Western Henan and southern Shanxi in northern China were struck by an earthquake of estimated magnitude 6.8 on 23 October 1815. The epicentre was in Pinglu County in southernmost Shanxi, which was the worst affected area. It had a maximum felt intensity of IX (violent) on the Modified Mercalli scale. It caused the collapse of many houses and cave dwellings and led to the deaths of at least 13,000 people.

==Tectonic setting==
Shanxi and nearby provinces lie across the Shanxi Rift System, an active intraplate zone of rifting. The rift system forms the southern and eastern borders of the Ordos Block. This zone of extensional tectonics is a reaction to the ongoing collision of the Indian plate with the Eurasian plate. This has caused rotation of the Ordos and North China blocks leading to extensional displacement between them. At its southwestern end in Shaanxi the rift system has a west–east trend, before turning to a SSW–NNE trend through most of Shanxi. The individual rift basins and their bounding faults that make up the overall system mostly have a WSW–ENE to SW–NE trend. Ruptures along these rift faults have been the cause of many damaging earthquakes, including the 1303 Hongdong (>200,000 casualties) and 1556 Shaanxi (~830,000 casualties) earthquakes.

==Earthquake==
The estimated magnitude for this earthquake is about 6.8 . The earthquake is thought to have ruptured the Sanmenxia-Lingbao Fault, with a normal fault mechanism.
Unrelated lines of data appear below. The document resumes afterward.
PR #1165, opened 2019-04-14
Bundle watchdog binaries into an image

### LINKED ISSUE #969: Proposal: Publish Docker image(s) with watchdog binary
## Description

We currently need to install curl / wget to fetch the watchdog / of-watchdog binary for templates. What if we published a set of docker images with each watchdog binary per platform - or one larger docker image with all inside and then used that to speed up the build?

```
FROM openfaas/watchdog:0.9.11 as watchdog
FROM go:1.1.1
COPY --from watchdog /fwatchdog /usr/bin/watchdog
```

Our images would be easier to maintain as per above vs:

```
FROM golang:1.10.4-alpine3.8 as builder

RUN apk --no-cache add curl \
    && echo "Pulling watchdog binary from Github." \
    && curl -sSL https://github.com/openfaas/faas/releases/download/0.9.6/fwatchdog > /usr/bin/fwatchdog \
    && chmod +x /usr/bin/fwatchdog \
    && apk del curl --no-cache
```

What do we think? Perhaps it might help with #957 via @rdimitrov

rgee0:
Signed-off-by: Richard Gee <richard@technologee.co.uk>

## Description
Adds a packager Dockerfile to create an image that contains the fwatchdog binaries.

## Motivation and Context
Fixes #969 

## How Has This Been Tested?
Successfully ran locally.
CI passed

## Types of changes

## Checklist:

### DIFF
--- a/watchdog/Dockerfile.packager
+++ b/watchdog/Dockerfile.packager
@@ -1,7 +1,6 @@
 FROM openfaas/watchdog:build as build
 FROM scratch
 
-COPY --from=build /go/src/github.com/openfaas/faas/watchdog/watchdog ./fwatchdog
-COPY --from=build /go/src/github.com/openfaas/faas/watchdog/watchdog-armhf ./fwatchdog-armhf
-COPY --from=build /go/src/github.com/openfaas/faas/watchdog/watchdog-arm64 ./fwatchdog-arm64
-COPY --from=build /go/src/github.com/openfaas/faas/watchdog/watchdog.exe ./fwatchdog.exe
+ARG PLATFORM
+
+COPY --from=build /go/src/github.com/openfaas/faas/watchdog/watchdog$PLATFORM ./fwatchdog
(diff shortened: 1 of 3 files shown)


alexellis:
This is definitely useful. What I'm trying to get to is where we have a different tagged image for each architecture/binary. It would mean that rather than using curl we could use multistage builds. 

If all of the binaries are in a single image then that could be quite a big download. I think this can be done on a cloud VM even for arm. Maybe by using scratch?

rgee0:
Currently we cross compile for all platforms in CI - I'm not sure what the reference to a cloud VM pertains to but it feels like you're suggesting we take the image creation out of CI? 

The image is 25MB

watchdog/Dockerfile.packager
```diff
@@ -0,0 +1,6 @@
+FROM openfaas/watchdog:build as build
+FROM scratch
+
+ARG HARDWARE
```
alexellis: Minor nit - since Windows isn't "HARDWARE" - platform may work better. This doesn't prevent a merge though.

alexellis:
This is what I had in mind :+1:

alexellis:
Thank you @rgee0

An analysis of the evolution of stresses following the 1303 earthquake at Hongdong, suggest that most of the earthquakes in the rift system can be explained by progressive coulomb stress transfer, although the main earthquake to affect the 1815 rupture is judged to be the 1556 Shaanxi event, rather than any other earthquakes that affected the system in the intervening period.

==Damage==
Pinglu suffered the most severe damage, with the collapse of between 30% and 40% of houses and cave dwellings. Other structures were equally affected, including office buildings, prisons, storehouses and the city walls. 8,677 deaths were recorded in Maojin alone. In Ruicheng town, damage was limited, but the surrounding villages were badly affected and about 1,600 people were killed. The tops of the city walls collapsed in Shanxian, as did many other buildings, with 1,340 deaths reported. Severe damage was also reported from Xiezhou (844 deaths), Yuxiang (683 deaths), Lingbao (>390 deaths), Anyi (>290 deaths) and Yuncheng (>100 deaths).